The Claimant had reasonable alternatives

[43] Now, I must decide if the Claimant has proven that leaving his job was his only reasonable alternative at the time he left.

[44] The Claimant says that he had to leave his job because he didn’t think it was honest to keep working for the employer while he looked for other work. He says that the working conditions were unsafe.

[45] The Commission says that he had reasonable alternatives to leaving. The Commission says he could have found a new job, talked to his employer about his safety concerns, or gone to provincial authorities if he had health concerns.

[46] I agree with the Commission.

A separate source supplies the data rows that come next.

PR #2108, opened 2017-02-01
merge nbserver_extensions

### LINKED ISSUE #2063: server extensions not loaded when installed to different locations
If two extensions are installed, one with flag `--user` and another with `--sys-prefix`, then they are both listed by `jupyter nbextension list`, but only one is actually loaded when the server starts.  I suspect the configuration objects are being over-written rather than merged.

See the following issue for more details: https://github.com/OpenGeoscience/geonotebook/issues/70

minrk:
- [x] test
- [x] handle config_file_name and config_dir Application settings

Load with ConfigManager so that merge happens recursively, unlike normal config values.

Makes loading more consistent with frontend extensions, which is good.

It is a bit icky because the same files are loaded and read twice, and one key in a traitlets-defined config file is loaded differently than all others.

This does behave more like we intend and people expect for extensions, though.

closes #2063

### DIFF
--- a/notebook/notebookapp.py
+++ b/notebook/notebookapp.py
@@ -86,6 +86,7 @@ from traitlets.config.application import catch_config_error, boolean_flag
 from jupyter_core.application import (
     JupyterApp, base_flags, base_aliases,
 )
+from jupyter_core.paths import jupyter_config_path
 from jupyter_client import KernelManager
 from jupyter_client.kernelspec import KernelSpecManager, NoSuchKernel, NATIVE_KERNEL_NAME
 from jupyter_client.session import Session
@@ -1232,9 +1233,24 @@ class NotebookApp(JupyterApp):
             # in the new traitlet
             if not modulename in self.nbserver_extensions:
                 self.nbserver_extensions[modulename] = True
-        
-        for modulename in sorted(self.nbserver_extensions):
-            if self.nbserver_extensions[modulename]:
+
+        # Load server extensions with ConfigManager.
+        # This enables merging on keys, which we want for extension enabling,.
+        # Regular config loading only merges at the class level,
+        # so each level (use > env > system) clobbers the previous.
+        manager = ConfigManager(read_config_path=jupyter_config_path())
+        section = manager.get('jupyter_notebook_config')
+        extensions = section.get('NotebookApp', {}).get('nbserver_extensions', {})
+
+        for modulename, enabled in self.nbserver_extensions.items():
+            if modulename not in extensions:
+                # not present in `extensions` means it comes from Python config,
+                # so we need to add it.
+                # Otherwise, trust ConfigManager to have loaded it.
+                extensions[modulename] = enabled
+
+        for modulename, enabled in sorted(extensions.items()):
+            if enabled:
                 try:
                     mod = importlib.import_module(modulename)
                     func = getattr(mod, 'load_jupyter_server_extension', None)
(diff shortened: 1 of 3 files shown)


notebook/notebookapp.py
```diff
@@ -1232,9 +1233,24 @@ def init_server_extensions(self):
...
                 self.nbserver_extensions[modulename] = True
-        
-        for modulename in sorted(self.nbserver_extensions):
-            if self.nbserver_extensions[modulename]:
+
+        # Load server extensions with ConfigManager.
+        # This enables merging on keys, which we want for extension enabling,.
+        # Regular config loading only merges at the class level,
+        # so each level (use > env > system) clobbers the previous.
+        manager = ConfigManager(read_config_path=jupyter_config_path())
```
blink1073: This will not pick up any overrides given to the `NotebookApp` - `config_file_name`, `config_dir`.

minrk: Good call, and further evidence that this is probably too fiddly to be worth doing in-place.

minrk: Should work with config_dir and config_file_name now.

notebook/notebookapp.py
```diff
@@ -1232,9 +1233,28 @@ def init_server_extensions(self):
             # in the new traitlet
             if not modulename in self.nbserver_extensions:
                 self.nbserver_extensions[modulename] = True
-        
-        for modulename in sorted(self.nbserver_extensions):
-            if self.nbserver_extensions[modulename]:
+
+        # Load server extensions with ConfigManager.
+        # This enables merging on keys, which we want for extension enabling,.
```
blink1073: Extra comma at the end

notebook/notebookapp.py
```diff
@@ -1232,9 +1233,28 @@ def init_server_extensions(self):
...
+        # Regular config loading only merges at the class level,
+        # so each level (use > env > system) clobbers the previous.
```
blink1073: User*

notebook/notebookapp.py
Carreau: removed.

notebook/notebookapp.py
Carreau: r'd

Carreau:
Thanks Steve !

Madhu94:
@minrk @Carreau @blink1073 This was supposed to merge nbserver_extensions for ``jupyter_notebook_config.py`` files as well, not just ``jupyter_notebook_config.json`` files ?

blink1073:
Looking down the rabbit hole it looks like it only applies to `.json` [files](https://github.com/ipython/traitlets/blob/a33176faa103e013a3cff0903217138cd4c1da5b/traitlets/config/manager.py#L51-65).

Madhu94:
Thanks @blink1073! Was that done on purpose ? Any reason the notebook doesn't do the merge for nbserver_extensions in ``.py`` files ?

blink1073:
I'm not sure if that was a conscious decision historically or not, @minrk would be the best person to know for sure.

minrk:
`jupyter nbextension enable/disable` always happens in .json files, so that's the mechanism by which this is generally happening. Including .py files would further complicate this already complicated band-aid. My answer would be that nbextension config shouldn't ever occur in `.py` config files because of this special handling.

.py config files also already have a clearer, explicit merge mechanism, so shouldn't have to get mixed up in this:

```python
c.Class.trait.update({'x': 5}) # update existing config, if any
# vs
c.Class.trait = {'x': 5} # override
```

Madhu94:
Thanks @minrk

The Claimant hasn’t proven that leaving his job was the only reasonable thing left he could do. He had reasonable alternatives to leaving his job.

[47] I have already explained why I don’t think he Claimant has proven that the working conditions were a danger to his health. But even if the Claimant had proven that his employer wasn’t following COVID-19 safety procedures, he had reasonable alternatives.

[48] He says that he talked to his employer about his concerns, but I don’t think this is credible. This is because the employer said he didn’t talk about COVID-19 safety concerns. Also, his exit interview doesn’t include any mention of COVID-19 safety procedures. So, I think it would have been reasonable for the Claimant to talk to his employer about his safety concerns before leaving. Or, he could have contacted the provincial worker safety board or provincial health authorities to talk about the employer’s safety plan.

[49] I have also explained why I don’t think the Claimant has proven that the employer made significant changes to the working conditions. I understand that the Claimant wanted to work from home and expected more travel, but I don’t think these are working conditions that justify the Claimant leaving without first considering alternatives. I think it would have been reasonable for the Claimant to make sure he had a new job before he quit.

[50] Finally, I don’t think the Claimant has proven that there was antagonism with his supervisor. I understand that the Claimant didn’t like his supervisor. But this doesn’t mean that he could leave without first considering alternatives. I think it would have been reasonable to find a new job before quitting.

[51] At the hearing, the Claimant said he tried to find a job before he left. He said he used Linked In and was speaking to other employers. But he quit before he had a job offer from a new employer. I think it would have been reasonable to wait until he had a job offer.

[52] Having a good reason for leaving a job isn’t enough to show just cause. The Claimant has to prove that leaving his job was the only reasonable course of action. But I find that he hasn’t proven that leaving his job was the only reasonable thing left that he could do. So, the Claimant hasn’t proven that he had just cause for leaving his job.

Conclusion

[53] I am dismissing the Claimant’s appeal. He hasn’t proven that he had just cause for leaving his job. This means that he is disqualified from receiving EI benefits.